Conclusion: ARIMA models are an efficient way of forecasting short-term economic indicators such as unemployment rate, however, we must first acknowledge the weaknesses that this approach has, such as the assumption of Ceteris paribus, meaning that we assume that all the other things that may affect unemployment are held constant to some degree, which is unreasonable as things such as a war or a pandemic may heavily influence unemployment.
Regarding the model, the weaknesses it has are that it is really hard to explain it in a non-technical way, the model itself has significant outliers in its error terms, it lacks precision for long-term forecasting, it assumes Ceteris paribus as explained earlier,and it only works for the US economy, it is not universal.
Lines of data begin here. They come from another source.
Issue #988, opened 2017-05-29
Improve error page while server-side rendering.


rosieks:
Error pages in ASP.NET are awesome - they provide nice looking information about error that happened on the server. It would be nice if we could have the same with JavaScriptServices. Right now I see two places where this could be improved.
* It would be nice if the JavaScript stack trace could show references to TS files instead of bundled boot-server.js
* Authors of React assumed that font used to render error will be fixed-width. Also it would be nice to have that in colors like it is when you run it in terminal.

![image](https://cloud.githubusercontent.com/assets/1107959/26557283/4f85a5f8-44a0-11e7-8d56-cdffeb9cb487.png)

SteveSandersonMS:
Thanks for the suggestion. I'll close this in favour of #1000.

PR #1000, opened 2017-05-31
Unified way to report node invocation errors

rosieks:
There is the different way how node invocation errors are reported when using `HttpNodeInstance` and `SocketNodeInstance`. This PR unify the way how such errors are reported and lets create middleware that to handle `NodeInvocationException` and display dedicated error page for node errors #988


SteveSandersonMS:
Thanks - this looks good!

PR #1003, opened 2017-06-01
Added source-map support for server-side code

rosieks:
This is another piece that improves developer experience mentioned in #988. This PR adds source-map support for JavaScript that run on server-side.

### DIFF
--- a/templates/ReactReduxSpa/ClientApp/boot-server.tsx
+++ b/templates/ReactReduxSpa/ClientApp/boot-server.tsx
@@ -1,3 +1,4 @@
+import 'source-map-support/register';
 import * as React from 'react';
 import { Provider } from 'react-redux';
 import { renderToString } from 'react-dom/server';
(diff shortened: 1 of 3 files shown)


SteveSandersonMS:
Thanks for the suggestion!

After reading up on https://www.npmjs.com/package/source-map-support, I'm not sure this is an additional dependency that we'd want to enable by default. I appreciate its benefits, but the fact that it changes some default Node behaviours (e.g., around uncaught exceptions) makes it risky. It's the sort of thing that developers can easily add to their own projects if they need it, and then at least they know what they've done and can take responsibility for now having certain nonstandard behaviours. I'm aware of the `handleUncaughtExceptions` and `hookRequire` flags but it's yet more concepts for people to make sense of so not ideal to put in by default.

Are you OK if we close this?

rosieks:
Yes, that sounds reasonable.

PR #1012, opened 2017-06-05
Moved FormsModule and HttpModule to app.modules.shared

AmrineA:
Moved FormsModule and HttpModule from from app.module.client to app.module.shared


SteveSandersonMS:
Thanks for contributing this!

Based on @MarkPieszak's advice, I extended your PR a bit to make the shared module into a real `@NgModule`. This is now committed in f3b7103c83ef38d787c2e66bc761a1c4c562937a.

Issue #509, opened 2016-12-12
Add option to React/Redux template to include Jest testing


LovedByTheLord:
Hi, 

I saw that an option to add client side unit testing was added to the Angular template.  I would like to suggest a similar option for adding Jest to the React/Redux template.

Thanks!

SteveSandersonMS:
If you can implement this in a really simple and clean way, we could definitely consider that! Pull requests welcome.

PR #1041, opened 2017-06-17
Added sample "jest" tests for counter reducer #509

rosieks:
This PR fills the gap between Angular and React-Redux template by adding test library and sample tests to the second one. #509

### DIFF
--- a/templates/ReactReduxSpa/ClientApp/store/Counter.spec.ts
+++ b/templates/ReactReduxSpa/ClientApp/store/Counter.spec.ts
@@ -1,0 +1,22 @@
+﻿import 'jest';
+import { reducer } from './Counter';
+
+describe('Coutner reducer', () => {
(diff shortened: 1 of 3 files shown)


SteveSandersonMS:
Thanks for the suggestion!

These `jest` tests are not really equivalent to the `karma` tests in the Angular project, because the `karma` ones are testing at a UI level by automating the browser, whereas these `jest` tests are purely unit tests that don't describe the UI at all.

If we were to add sample tests to the Redux project, I think we'd want to add higher-level UI tests for equivalence. But that would still only be if those tests and its setup/config were all simple enough to be easily understood by a total newcomer.

Is that OK? Do you mind if I close this PR?

rosieks:
That make sense.

SteveSandersonMS:
Thanks!

Issue #897, opened 2017-04-25
How about add "private": true to package.json?


g0t4:
How about add `"private": true` to `package.json`? 

This will avoid the following warnings on npm install:

```bash
npm WARN Skills_Web@0.0.0 No description
npm WARN Skills_Web@0.0.0 No repository field.
npm WARN Skills_Web@0.0.0 No license field.
```

and of course avoid publishing, as web projects tend to be private.

SteveSandersonMS:
Great idea - would you be willing to submit a pull request? Thanks!

g0t4:
Yup

PR #1044, opened 2017-06-18
Added "private": true to package.json

rosieks:
This PR adds `"private": true` to _package.json_ in all templates like it was discussed in #897


SteveSandersonMS:
Thanks @rosieks!

PR #1091, opened 2017-07-06
Set "TreatWarningsAsErrors" before NuGet restore

ryanbrandenburg:
* Ensures our build stays clean of NuGet warnings


ryanbrandenburg:
Merging since this passes locally.

PR #1102, opened 2017-07-11
On Windows, patch Node's lstat to work around permissions error. Fixes #1101

### LINKED ISSUE #1101: Error "EPERM: operation not permitted, lstat ..." when deployed to full IIS with restricted permissions
In a typical IIS deployment, the application runs as a user that only has permission to read the filesystem at the level of the application and below. It does *not* usually have permission to read any attributes of ancestor-level directories.

This causes Node to throw an error when it tries to load any module. For example, if the module file was at `C:\Users\username\apps\myapp1\`, the IIS user would typically have access to read attributes of `C:\` and `C:\Users`, but *not* `C:\Users\username`, so Node would throw:

```
Error: EPERM, operation not permitted 'C:\Users\username'
    at Error (native)
    at Object.bindingFs.lstat ([eval]:1:138)
    at Object.fs.lstatSync (fs.js:796:18)
    at Object.realpathSync (fs.js:1387:21)
    at tryFile (module.js:135:15)
    at Function.Module._findPath (module.js:174:18)
    at Function.Module._resolveFilename (module.js:334:25)
    at Function.Module._load (module.js:278:25)
    at Module.require (module.js:365:17)
    at require (module.js:384:17)
```

The underlying issue is [a bug which was already reported to Node](https://github.com/nodejs/node-v0.x-archive/issues/3977), i.e., that Node tries to walk along the file path to the module, starting from the disk root, reading the attributes of each directory to see whether or not it's a symlink. It's fine to do that in typical Linux/macOS cases, but is not at all fine in typical Windows cases.

This affects all uses of NodeServices (both the SPA templates, and any standalone usage) for applications deployed to IIS, such as those deployed to a local IIS instance by Visual Studio.

SteveSandersonMS:
It's not great to have to patch Node internals like this, but it's the best we've got in the short term. See #1101 for details of the problem this solves.

This logic was tested on Node versions 0.12.0, 4.6.2, 6.11.0, and 8.1.3 (Windows 10, 64 bit).

Longer term, we need to work with the Node folks to get a proper fix into Node itself and then make this patching logic conditional on older versions of Node.

### DIFF
--- a/appveyor.yml
+++ b/appveyor.yml
@@ -4,7 +4,7 @@ install:
    - ps: Install-Product node 6.9.2 x64
    # .NET Core SDK binaries
    # Download .NET Core 2.0 Preview 3 SDK and add to PATH
-   - ps: $urlCurrent = "https://dotnetcli.azureedge.net/dotnet/Sdk/2.0.0-preview3-006670/dotnet-sdk-2.0.0-preview3-006670-win-x64.zip"
+   - ps: $urlCurrent = "https://dotnetcli.azureedge.net/dotnet/Sdk/2.0.0-preview3-006729/dotnet-sdk-2.0.0-preview3-006729-win-x64.zip"
    - ps: $env:DOTNET_INSTALL_DIR = "$pwd\.dotnetsdk"
    - ps: mkdir $env:DOTNET_INSTALL_DIR -Force | Out-Null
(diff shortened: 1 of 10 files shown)


SteveSandersonMS:
Approved by @Eilon

deva11:
downgrade npm version to 5.4.2 .worked for me!

PR #1107, opened 2017-07-11
Added npm Install on first-run

kirkone:
on my build agent the build failed because npm install was not running bevor the build. I can not see why npm install should only run when publishing.


stephtr:
Maybe it would be useful to run ```npm restore``` only when the ```node_modules``` folder isn't present (even though the time saving is quite low).

android2221:
What about the folks using yarn? I could say for myself that I would not be excited if this ran the install for me. I agree with the fact that this isn't much of a time-saver.

kirkone:
I close this because it is open for too long and I think this will not be merged.

PR #1113, opened 2017-07-12
Update templates to support TypeScript's strict mode

### LINKED ISSUE #1098: Changes required for compiling in strict mode
**EDIT:** This issue has nothing to do with projects generated using the template throwing errors while running webpack. For a solution to that problem see [#1099](https://github.com/aspnet/JavaScriptServices/issues/1099#issuecomment-313876245).

---

Even though I'm not sure if TypeScript's ```strict``` should be activated by default, I think that the templates should at least compile when a user decides to enable strict mode.
At the moment the ReactRedux template throws a few issues:

- ```./ClientApp/boot-client.tsx:5:30 TS7016: Could not find a declaration file for module 'react-hot-loader'.```

- ```./ClientApp/configureStore.ts:15:51 TS7006: Parameter 'f' implicitly has an 'any' type.```

- ```./ClientApp/configureStore.ts:33:27 TS7006: Parameter 'allReducers' implicitly has an 'any' type.```

- ```./ClientApp/store/WeatherForecasts.ts:63:7 TS2322: Type '{ startDateIndex: null; forecasts: never[]; isLoading: false; }' is not assignable to type 'WeatherForecastsState'. Types of property 'startDateIndex' are incompatible. Type 'null' is not assignable to type 'number'.```

All of these issues can be fixed with just small modifications. Should I create a PR?

stephtr:
Would fix #1098 and all other templates.
Additionally I switched from `requirejs` and `node` definitions to `webpack-env`, which was used by the React templates and I think is the correct solution.
The Angular template still has an (external) error [angular/#17863](https://github.com/angular/angular/issues/17863) remaining (only when compiling with strict flag).


templates/AngularSpa/ClientApp/boot.browser.ts
```diff
@@ -5,13 +5,13 @@ import { enableProdMode } from '@angular/core';
 import { platformBrowserDynamic } from '@angular/platform-browser-dynamic';
 import { AppModule } from './app/app.module.browser';
 
-if (module['hot']) {
-    module['hot'].accept();
-    module['hot'].dispose(() => {
+if (module.hot) {
```
stephtr: used node's definition, switched to webpack's

templates/ReactReduxSpa/ClientApp/boot-client.tsx
```diff
@@ -12,7 +12,7 @@ import * as RoutesModule from './routes';
 let routes = RoutesModule.routes;
 
 // Create browser history to use in the Redux store
-const baseUrl = document.getElementsByTagName('base')[0].getAttribute('href');
+const baseUrl = document.getElementsByTagName('base')[0].getAttribute('href')!;
```
stephtr: When we assume that a base element exists, we can also assume that it has the `href` attribute set.

templates/ReactSpa/ClientApp/boot.tsx
```diff
@@ -10,7 +10,7 @@ let routes = RoutesModule.routes;
 function renderApp() {
     // This code starts up the React app when it runs in a browser. It sets up the routing
     // configuration and injects the app into a DOM element.
-    const baseUrl = document.getElementsByTagName('base')[0].getAttribute('href');
+    const baseUrl = document.getElementsByTagName('base')[0].getAttribute('href')!;
```
stephtr: When we assume that a base element exists, we can also assume that it has the `href` attribute set.

templates/ReactReduxSpa/ClientApp/components/FetchData.tsx
```diff
@@ -56,8 +56,8 @@ class FetchData extends React.Component<WeatherForecastProps, {}> {
     }
 
     private renderPagination() {
-        let prevStartDateIndex = this.props.startDateIndex - 5;
-        let nextStartDateIndex = this.props.startDateIndex + 5;
+        let prevStartDateIndex = (this.props.startDateIndex || 0) - 5;
```
stephtr: Usually `startDateIndex` gets set in `componentWillMount` by calling `requestWeatherForecasts`.

templates/AngularSpa/ClientApp/boot.server.ts
```diff
@@ -17,12 +17,12 @@ export default createServerRenderer(params => {
     ];
 
     return platformDynamicServer(providers).bootstrapModule(AppModule).then(moduleRef => {
-        const appRef = moduleRef.injector.get(ApplicationRef);
+        const appRef: ApplicationRef = moduleRef.injector.get(ApplicationRef);
```
stephtr: Probably because `ApplicationRef` is an abstract class this type wasn't inferred automatically.

SteveSandersonMS:
Thanks very much! This is great. It's now merged.

I also turned on `strict` mode for all the templates. In the Angular case, I also had to add `skipLibCheck: true` because of the Angular type definitions bug you mentioned. We can remove that line once Angular fixes the issue.

PR #1128, opened 2017-07-19
Remove unused variable AutoMapperVersion

mikeharder:
@Eilon: `2.0` or `dev`?


SteveSandersonMS:
Thanks! I've merged this into `dev` because it won't make any difference to put it in `rel/2.0.0`, and we're trying to minimise the amount of commit noise on that branch.

PR #3716, opened 2016-09-02
[Ruby] Fix ambiguous regex

camelmasa:
We should use `/\A(true|t|yes|y|1)\z/i` better  than `/^(true|t|yes|y|1)$/i` 😃 

For example, `"\ntrue\n" =~ /^(true|t|yes|y|1)$/i` doesn't return nil.

### DIFF
--- a/modules/swagger-codegen/src/main/resources/ruby/base_object.mustache
+++ b/modules/swagger-codegen/src/main/resources/ruby/base_object.mustache
@@ -35,7 +35,7 @@
       when :Float
         value.to_f
       when :BOOLEAN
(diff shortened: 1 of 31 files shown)


wing328:
@camelmasa agreed with you that using \A, \z are better.

There's another line using ^:
```
modules/swagger-codegen/src/main/resources/ruby/base_object.mustache:        if type =~ /^Array<(.*)>/i
```
That should not matter much but I'll file a PR later to make the use of regular expression more consistent in the Ruby API client.

camelmasa:
@wing328 Thank you for mrege 👍  And, Good catch about the another line 😃

PR #3717, opened 2016-09-02
[Lumen, PHP, Python, Ruby] Implement exclusiveMinimum/Maximum

scop:


wing328:
FYI. The change covers PHP, Python, Ruby API client, and PHP Lumen server generator.

Issue #3706, opened 2016-09-02
[JAVA] InlineModelResolver drop all vender extensions for any Schema Object


zhengcan:
##### Description

The spec told me "Allows extensions to the Swagger Schema."
ref: https://github.com/OAI/OpenAPI-Specification/blob/master/versions/2.0.md#patterned-objects-9

When I define some schema objects in `definitions` section, and use $ref to reference it in response, I've noticed that all vender extensions works well.
But when I use the vender extensions in 'schema' section in `response` directly, all vender extensions gone.

I've debugged my generator code, and confirmed that the `InlineModelResolver` used by `DefaultGenerator` drops all vender extensions when it try to `flatten` all response schema objects to inline schema.

For example:
```java
    public Model modelFromProperty(ObjectProperty object, String path) {
        String description = object.getDescription();
        String example = null;

        Object obj = object.getExample();
        if(obj != null) {
            example = obj.toString();
        }
        String name = object.getName();
        Xml xml = object.getXml();
        Map<String, Property> properties = object.getProperties();

        ModelImpl model = new ModelImpl();
        model.setDescription(description);
        model.setExample(example);
        model.setName(name);
        model.setXml(xml);

        if (properties != null) {
            flattenProperties(properties, path);
            model.setProperties(properties);
        }

        return model;
    }
```

I'm not sure why it work like this, but it seams like a kind of bug.

As workaround, I have to `cache` all vender extensions for response schema in `preprocessSwagger(Swagger)`, and set them back in `fromOperation(String, String, Operation, Map<String, Model>, Swagger)`.

##### Swagger-codegen version

master

##### Swagger declaration file content or url

```yaml
response:
  200:
    schema:
        type: object
        properties:
            ....
        x-my-ext: the-value
```

In mustache file:
```mustache
{{#operations}}{{#operation}}
  {{#responses}}
    {{schema.venderExtensions}}
  {{/responses}}
{{/operations}}{{/operation}}
```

However, as shown by the results we obtained from the model, we can say that even with this limitations, the model was a success as it very accurately and precisely predicted future values.
I believe that more research should be done in the area of exogenous shocks and how they can be predicted or modeled using economic indicators, as that is one of the biggest weaknesses of the majority of economic models, and any breakthrough in this field of knowledge will greatly positively impact the field of economics and econometrics.